En fait, ce qui frappe dans tous les sondages, c’est l’effondrement de la droite, qui non seulement se confirme, mais s’amplifie lourdement. De 40,9% en moyenne entre 1979 et 1999, elle passe à 27% dans les intentions de vote aujourd’hui. Nous sommes très loin de la liste de Simone Veil (RPR-UDF) qui, en 1984, a recueilli 43% des suffrages exprimés. Aujourd’hui, le total de la droite ne dépasse pas les 33%. Si l’on ajoute les droites extrêmes, on atteint péniblement les 40% d’intentions de vote. Pas de quoi pavoiser, quand la gauche dépasse les 44% !

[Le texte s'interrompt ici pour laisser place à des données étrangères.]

Issue #4689, opened 2022-10-21
UBSAN error in PIPELINE_STATE::GetStageStates


jbauman42:
**Describe the Issue**
At https://github.com/KhronosGroup/Vulkan-ValidationLayers/blob/master/layers/pipeline_state.cpp#L86, (1<<31) is cast to a VkShaderStageFlagBits and loaded. That value is > VK_SHADER_STAGE_FLAG_BITS_MAX_ENUM, so that's undefined behavior, which is caught by ubsan.

**Environment:**
 - OS: Fuchsia
 - GPU: Intel
 - SDK or header version if building from repo: 1.3.231
 - Options enabled (synchronization, best practices, etc.): default

**Additional context**
Callstack (as a Fuchsia log):
[00031.211991][58875][58877][klog] INFO: [1m../../third_party/Vulkan-ValidationLayers/layers/pipeline_state.cpp:86:39:[1m[31m runtime error: [1m[0m[1mload of value
[00031.211993][58875][58877][klog] INFO:  2147483648, which is not a valid value for type 'const VkShaderStageFlagBits'[1m[0m
[00031.657452][58875][58877][klog] INFO:    #0    0x000021abf7484393 in PIPELINE_STATE::GetStageStates(const ValidationStateTracker&, const PIPELINE_STATE&) ../../third_party/Vulkan-ValidationLayers/layers/pipeline_state.cpp:86 <VkLayer_khronos_validation.so>+0x295a393
[00031.657500][58875][58877][klog] INFO:    #1.2  0x0000208d349d83ff in ubsan_GetStackTrace() compiler-rt/lib/ubsan/ubsan_diag.cpp:41 <libclang_rt.asan.so>+0x3d3ff
[00031.657500][58875][58877][klog] INFO:    #1.1  0x0000208d349d83ff in MaybePrintStackTrace() compiler-rt/lib/ubsan/ubsan_diag.cpp:51 <libclang_rt.asan.so>+0x3d3ff
[00031.657500][58875][58877][klog] INFO:    #1    0x0000208d349d83ff in ~ScopedReport() compiler-rt/lib/ubsan/ubsan_diag.cpp:387 <libclang_rt.asan.so>+0x3d3ff
[...]

PR #4690, opened 2022-10-21
layers: Fix PIPELINE_STATE::GetStageStates bug

spencer-lunarg:
closes https://github.com/KhronosGroup/Vulkan-ValidationLayers/issues/4689

### DIFF
--- a/layers/pipeline_state.cpp
+++ b/layers/pipeline_state.cpp
@@ -73,13 +73,14 @@ PipelineStageState::PipelineStageState(const safe_VkPipelineShaderStageCreateInf
       has_input_attachment_capability(module_state->HasInputAttachmentCapability()) {}
 
 // static
-PIPELINE_STATE::StageStateVec PIPELINE_STATE::GetStageStates(const ValidationStateTracker &state_data,
-                                                             const PIPELINE_STATE &pipe_state) {
-    PIPELINE_STATE::StageStateVec stage_states;
+PIPELINE_STATE::StageStateList PIPELINE_STATE::GetStageStates(const ValidationStateTracker &state_data,
+                                                              const PIPELINE_STATE &pipe_state) {
+    PIPELINE_STATE::StageStateList stage_states;
     // shader stages need to be recorded in pipeline order
     const auto stages = pipe_state.GetShaderStages();
 
-    for (uint32_t stage_idx = 0; stage_idx < 32; ++stage_idx) {
+    // (1 << 31) is greater than VK_SHADER_STAGE_FLAG_BITS_MAX_ENUM
+    for (uint32_t stage_idx = 0; stage_idx < 31; ++stage_idx) {
         bool stage_found = false;
         const auto stage = static_cast<VkShaderStageFlagBits>(1 << stage_idx);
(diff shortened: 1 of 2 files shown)


layers/pipeline_state.cpp
```diff
@@ -73,13 +73,14 @@ PipelineStageState::PipelineStageState(const safe_VkPipelineShaderStageCreateInf
...
-    PIPELINE_STATE::StageStateVec stage_states;
+PIPELINE_STATE::StageStateList PIPELINE_STATE::GetStageStates(const ValidationStateTracker &state_data,
+                                                              const PIPELINE_STATE &pipe_state) {
+    PIPELINE_STATE::StageStateList stage_states;
     // shader stages need to be recorded in pipeline order
     const auto stages = pipe_state.GetShaderStages();
 
-    for (uint32_t stage_idx = 0; stage_idx < 32; ++stage_idx) {
+    // (1 << 31) is greater than VK_SHADER_STAGE_FLAG_BITS_MAX_ENUM
+    for (uint32_t stage_idx = 0; stage_idx < 31; ++stage_idx) {
```
ncesario-lunarg, line 83: Does this actually fix the original issue? I'm not sure I see what changed here. I would think we would need something like `stage_idx = highest_bit(VK_SHADER_STAGE_FLAG_BITS_MAX_ENUM);` to make UBSAN happy here, but I'm probably missing something.

ncesario-lunarg (commented):
If this fixes the original issue, then LGTM, but I'm missing what actually changed.

Also, what is the rationale behind the rename from `Vec` -> `List`? Not necessarily arguing for or against it, just curious :)

layers/pipeline_state.cpp
spencer-lunarg: So this code logic needs to loop through all the `VkShaderStageFlagBits` values

`VK_SHADER_STAGE_FLAG_BITS_MAX_ENUM == 0x7FFFFFFF`

so I assumed the `1 << 30` is `0x40000000` which is the max any valid Vulkan FlagBits can be. I assume this change would correctly fix UBSAN, but honestly I would rather have a way to loop through all the `VkShaderStageFlagBits`, I was thinking how we have these vectors in `paramater_validation.cpp` such as `const std::vector<VkFormat> AllVkFormatEnums` and that maybe it would be smarter to just generate something similar for this code instead

> rationale behind the rename

I didn't know what `Vec` stood for, wasn't an intuitive abbreviation for me, but now realizing we use `*Vec` else where, rather not inconsistently change it here

spencer-lunarg:
closing for a better solution

layers/pipeline_state.cpp
ncesario-lunarg: Ah, I completely missed the 32 -> 31. I'm good with this if it fixes the original issue. The comment wasn't intuitive to me the first time I read it, but I probably just read it too quickly.

spencer-lunarg: the fact you can't at a glance know if it is correct or not **is** the problem IMO, going to just generate an array to loop through stages flags

PR #4695, opened 2022-10-22
layers: Use array for enum list

spencer-lunarg:
I realized we generate a `std::vector` for what is a known length

Also the vector were using the aliased values so there were extra enums in them not needed


layers/stateless_validation.h
```diff
@@ -53,18 +53,18 @@ extern const VkGeometryFlagsKHR AllVkGeometryFlagBitsKHR;
 extern const VkPipelineColorBlendStateCreateFlags AllVkPipelineColorBlendStateCreateFlagBits;
 extern const VkPipelineDepthStencilStateCreateFlags AllVkPipelineDepthStencilStateCreateFlagBits;
 
-extern const std::vector<VkGeometryTypeKHR> AllVkGeometryTypeKHREnums;
```
spencer-lunarg, line 56: This is the part I am not a fan of and would not merge as is

I rather not make this "yet another" place to update on spec changes, but I couldn't get around how we have to `extern` these because of the nature of `parameter_validation_utils`

ncesario-lunarg: If we're going to change these (and might as well do the flag bits above if it makes sense), I _think_ I'd vote for making them static inside a struct (don't think it will work outside of a struct/class, but I don't know for sure), and putting in a separate header. So something like:

`layers/generated/enum_flag_bits.h`:
```cpp
struct AllValues {
    static const std::array<VkGeometryTypeKHR, 3> GeometryTypeKHREnums;
    ...
};
```

`layers/generated/parameter_validation.cpp` (and other files that depend on these values):
```cpp
#include "enum_flag_bits.h"

// s/AllVk/AllValues::/g <- modulo special cases...
```

layers/stateless_validation.h
```diff
@@ -701,9 +701,9 @@ class StatelessValidation : public ValidationObject {
      * @param value Enumeration value to validate.
      * @return Boolean value indicating that the call should be skipped.
      */
-    template <typename T>
+    template <typename T, size_t N>
```
ncesario-lunarg, line 704: Since `value_type` is baked into `std::array`, I don't think the additional template parameter is needed, and the parameter types can change to:

`std::array<T, N>` -> `T`

`T` -> `typename T::value_type`

ncesario-lunarg (commented):
I like where this is going...especially if it removes those `extern` variables :)

layers/stateless_validation.h
spencer-lunarg: seems I didn't need the `struct AllValues`

juan-lunarg:
@spencer-lunarg looks like this needs to be rebased on master due to merge conflicts

juan-lunarg (approved):
LGTM

PR #4698, opened 2022-10-23
tests: Pixel6 failure tests fixed

spencer-lunarg:
Part of https://github.com/KhronosGroup/Vulkan-ValidationLayers/issues/4425

Should fix

- VkArmBestPracticesLayerTest.RedundantRenderPassStore
- VkLayerTest.InvalidMixingProtectedResources
- VkLayerTest.CreateImageMaxLimitsViolation

These were cases where the test logic was wrong

### DIFF
--- a/tests/layer_validation_tests.cpp
+++ b/tests/layer_validation_tests.cpp
@@ -1292,7 +1292,9 @@ VkRenderPass VkArmBestPracticesLayerTest::CreateRenderPass(VkFormat format, VkAt
     rpinf.dependencyCount = 0;
     rpinf.pDependencies = nullptr;
 
-    vk::CreateRenderPass(m_device->handle(), &rpinf, nullptr, &renderpass);
+    VkResult result = vk::CreateRenderPass(m_device->handle(), &rpinf, nullptr, &renderpass);
+    assert(result == VK_SUCCESS);
+    (void)result;
 
     return renderpass;
 }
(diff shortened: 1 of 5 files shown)


tests/layer_validation_tests.cpp
```diff
@@ -1309,7 +1310,8 @@ VkFramebuffer VkArmBestPracticesLayerTest::CreateFramebuffer(const uint32_t widt
     framebuffer_create_info.height = height;
     framebuffer_create_info.layers = 1;
 
-    vk::CreateFramebuffer(m_device->handle(), &framebuffer_create_info, nullptr, &framebuffer);
+    VkResult result = vk::CreateFramebuffer(m_device->handle(), &framebuffer_create_info, nullptr, &framebuffer);
```
spencer-lunarg, line 1313: This was failing because it was hitting another best practice warning, this assert makes it easier to spot where the issue was

tests/vklayertests_buffer_image_memory_sampler.cpp
```diff
@@ -9565,7 +9565,6 @@ TEST_F(VkLayerTest, CreateImageMaxLimitsViolation) {
         }
 
         if (dev_limits.maxFramebufferHeight != UINT32_MAX) {
-            image_ci.usage = VK_IMAGE_USAGE_INPUT_ATTACHMENT_BIT;  // try different one too
```
spencer-lunarg, line 9568: changing the usage here changes the value of `vkGetPhysicalDeviceImageFormatProperties`  and `img_limits.maxExtent.height` was changing... this usage change here doesn't add anything worth wild to the test IMO anyway

juan-lunarg (approved):
LGTM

Il est clair que l’élection du 7 juin peut se traduire par une victoire importante de la gauche avec un parti socialiste conforté. Le Modem, loin de tailler des croupières au PS, détourne en fait de l’UMP l’électorat centriste qui votait majoritairement à droite auparavant. La faiblesse du score dans les sondages de l’UMP, du Nouveau Centre et du Parti radical (27%) l'atteste.